Nos anos 90, o Quarteto divulgou a música brasileira na Europa, Estados Unidos, Japão e muitos países da América do Sul. "Entre outras, fizemos uma turnê de um mês pela Espanha, em 1992, porque fomos convidadas pelo Ministério do Exterior de lá, para cantarmos na comemoração dos 500 anos do descobrimento da América. Também viajamos, três vezes, para o Japão, que possui toda a nossa discografia editada, coisa que no Brasil ainda não existe", fala Cynara.
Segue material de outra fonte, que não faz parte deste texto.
PR #96, opened 2019-08-30
Use axios for requests, UI tweaks, and more...

### LINKED ISSUE #61: HTTP request with different library
**Is your feature request related to a problem?**
No

Why the need to use xhr instead, for example, Axios.
One factor should be the need to use interceptors before or after request

Any

**Additional context**
No

NBTX:
Test URL: https://nbtx.github.io/postwoman-vue/

---

image
- Resolves #61 by using the [Nuxt.js axios module](https://axios.nuxtjs.org/) to handle requests instead of browser XHR library.
- Adds progress bar when requests are made.

image
- Adds metro-style slider component and changes checkboxes to sliders.

image
- Shows response body on error, thus allowing you to preview error pages, etc.

---

- Fixes the disabled state on key events and button presses.
- Fixes the disabled *style* on key events and button presses.

### DIFF
--- a/assets/css/styles.scss
+++ b/assets/css/styles.scss
@@ -84,6 +84,11 @@ button {
   font-weight: 700;
   font-size: 16px;
   cursor: pointer;
+
+  &[disabled], &.disabled {
+    opacity: 0.7;
+    cursor: default;
+  }
 }
 
 fieldset {
@@ -220,7 +225,7 @@ input[type="checkbox"] {
   background-color: var(--err-color);
 }
 
-.disabled {
+.disabled, input[disabled] {
   background-color: var(--err-color);
   color: #b2b2b2;
 }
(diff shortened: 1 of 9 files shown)


liyasthomas:
@NBTX I'm getting error on console:

> `Refused to set unsafe header "Content-Length"`

On methods: `PUT`, `POST`, `PATCH`

NBTX:
Weird... weren't they set befor

nickpalenchar:
I'm running an older version and can confirm the same thing happens before this merge (it was set [here](https://github.com/liyasthomas/postwoman/blob/4796fe402446ee01f881b5901cbc18f2fc554f14/pages/index.vue#L420))

It looks like this is the behavior of most browsers rather than the code.

liyasthomas:
So that' probably a browser specific bug then.

NBTX:
Perhaps we just weren't testing POST requests because I read up that browsers block Content-Length as a security feature and it's handled for us by the browser.

liyasthomas:
Think it can be solved by proxy middleware?

NBTX:
Yes

Issue #94, opened 2019-08-29
Show "Send" button all over the page or enable hotkeys


tiagoa:
**Is your feature request related to a problem? Please describe.**
I'm always frustrated when configuring the request and then having to scroll up the page just to hit the "Send" button.

**Describe the solution you'd like**
Set a fixed position for the button "Send" or/and enable hotkeys.

NBTX:
What if we made the request section sticky to the top of the window as you scroll?
Though, either way, hotkeys does seem like a good idea.

izerozlu:
I'm working on an implementation with the [IntersectionObserver](https://developer.mozilla.org/en-US/docs/Web/API/Intersection_Observer_API).
After that implementation i'll look into enabling some hotkeys as well.

liyasthomas:
I did a UI with sticky request section, but it broke responsiveness. Looking forward for suggestiongs.

PR #109, opened 2019-08-30
Fix intersection button send

guastallaigor:
In my opinion something is wrong right now with the button fixed, using the Intersection API (ref #107 #94). At my environment, it only works on the first scroll and every two full page scrolls after that.

This PR changes the logic a bit to make it work all the time.

**Right now:**

screencast-liyasthomas github io-2019 08 30-09-31-02

**After this PR:**

screencast-localhost-3000-2019 08 30-09-35-06

### DIFF
--- a/pages/index.vue
+++ b/pages/index.vue
@@ -533,9 +533,10 @@
       },
       observeRequestButton() {
         const requestElement = this.$refs.request.$el;
+        const sendButton = this.$refs.sendButton;
         const observer = new IntersectionObserver((entries, observer) => {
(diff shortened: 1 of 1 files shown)


izerozlu:
@guastallaigor Your changes look a better way to to implement the feature.

But i couldn't get it worked on the firefox. That should be the problem. I was working on firefox when i was implenting it and it was working fine. I suppose we should find the way for it to work in both in your environment and my environment. But for now your way looks better and also works in chrome. So i'll merge in yours.

PR #114, opened 2019-08-30
😬 Actually send the request body

### LINKED ISSUE #113: Request Body Is Not Sent
**Describe the bug**
During a POST/CREATE/PUT/PATCH request the request body is not actually being sent.

**To Reproduce**
1. Go to postwoman.io
2. Switch to POST
3. Enter: `https://jsonplaceholder.typicode.com` as URL and `/users` as path
4. Add a field "name" with value "foo"
5. Send the request
6. Check the response and see missing field "name" with value "foo"

**Expected behavior**
The response should be `{ "name":"foo", "id": 11}`

 - OS: Ubuntu 18.04
 - Browser: Chrome (Incognito Tab)
 - Version: 76

**Additional context**
I’ve tested this both with a local development project as well as the JSONPlaceholder API and the results are both the same. This problem did not yet occur 20 hours ago, so perhaps it’s a regression from one of the more recent commits.

NBTX:
Fixes #113 

(whoops)

### DIFF
--- a/pages/index.vue
+++ b/pages/index.vue
@@ -378,8 +378,9 @@
 
         // If the request has a request body, we want to ensure Content-Length and
         // Content-Type are sent.
+        let requestBody;
         if (this.hasRequestBody) {
-          const requestBody = this.rawInput ? this.rawParams : this.rawRequestBody;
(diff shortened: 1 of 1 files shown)


NBTX:
Tested with `GET` and `POST`

PR #121, opened 2019-08-31
⚠️ Ensure build code doesn't fail if version can't be obtained from GitHub

NBTX:
See title.

### DIFF
--- a/build.js
+++ b/build.js
@@ -17,17 +17,23 @@ try {
 
 		let version = {};
 		// Get the current version name as the tag from Git.
-		version.name = runCommand('git', ['tag']);
+		version.name = (process.env.TRAVIS_TAG || runCommand('git', ['tag']));
 
 		// FALLBACK: If version.name was unset, let's grab it from GitHub.
 		if(!version.name){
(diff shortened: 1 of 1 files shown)


NBTX:
@liyasthomas okay to merge this on account of the build passing being proof it works?

larouxn:
Hmm, I like this idea but, unless I'm mistaken how this all works, the latest GitHub release is [v0.1.0](https://github.com/liyasthomas/postwoman/releases/tag/v0.1.0), meanwhile the `package.json` states we're on [v1.0.0]. Will we need to synchronize these?
https://github.com/liyasthomas/postwoman/blob/c1abf5f07c6a58cb39c25b5990d13d1a9de941aa/package.json#L3

liyasthomas:
Lets continue on 0.1.0
Better update package.json

NBTX:
It depends. Those numbers shouldn't need to be used but occasionally - like when we're merging a lot of PRs - we hit the rate limit on GitHub's API and can't get the last release.

Thinking about it, I guess the better alternative is just to hide the version name if it can't be defined.

NBTX:
Okay as I was about to submit another PR, I'm gonna update the `package.json`, merge this, submit my PR and then open an issue to continue this discussion.

Issue #100, opened 2019-08-30
default menu option - 'Http' is not highlighted when launched from installed pwa app (UI bug)


NileshSP:
**Describe the bug**
After launching pwa app from desktop, default 'Http' menu is not highlighted

![image](https://user-images.githubusercontent.com/13110493/63991977-ca196a80-cab7-11e9-9a2e-0d1e50533e39.png)

**To Reproduce**
1. Go to 'postwoman.io'
2. Click on 'Install PWA'
3. Open Postwoman app from desktop
4. 'Http' is not highlighted

**Expected behavior**

![image](https://user-images.githubusercontent.com/13110493/63992157-9a1e9700-cab8-11e9-8c1e-7c30cbc217b1.png)

**Desktop :**
 - OS: Win 10
 - Browser chrome
 - Version latest

liyasthomas:
Issue has been identified. Most probably its an issue with start URL of PWA. Will look into it ASAP.

NileshSP:
Have found the issue after a bit of troubleshooting and have a solution, let me know if I can contribute by submitting a PR

NBTX:
@NileshSP go for it!

NileshSP:
@liyasthomas , @NBTX  - submitted PR #125

liyasthomas:
Fixed on #125

PR #125, opened 2019-08-31
update with PR for issue/bug #100

NileshSP:
Issue - ideally the default url expected is '/' to highlight the 'Http' menu option but in PWA's case the url passed is '/?standalone=true' to indicate and load it as an app where 'standalone=true' is automatically appended by the rendering browser engine 

Solution - newly added middleware 'parsedefaulturl.js' would intercept the request before loading the default page and redirect appropriately as desired


izerozlu:
Can't do a review today. I'll be looking into that tonight or tomorrow. Sorry about that.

Nos shows pelo exterior, o Quarteto canta as mesmas músicas daqui e em português. "Em 1967 gravamos um disco com músicas brasileiras traduzidas para o inglês, nos Estados Unidos, mas, em contrapartida, eles gravaram um outro com músicas americanas traduzidas para o português. A música brasileira tem uma enorme aceitação no exterior. No Japão, por exemplo, temos um público cativo formado por jovens japoneses que, apesar de não falarem uma só palavra em português, aprendem o fonema e nos acompanham nos shows, cantando todas as músicas", comenta Cynara com orgulho, e acrescenta que os japoneses apreciam os ritmos brasileiros como choro, samba e bossa nova.
"Este ano, nós temos um projeto de reeditar em CD um show que fizemos em 1965, com Vinícius e Dorival Caymmi, na boate Zum Zum, Copacabana, em homenagem a esses dois grandes nomes da MPB. Se Vinícius estivesse vivo completaria 90 anos, este ano, e Caymmi completará 90 anos em 2004", finaliza Cynara.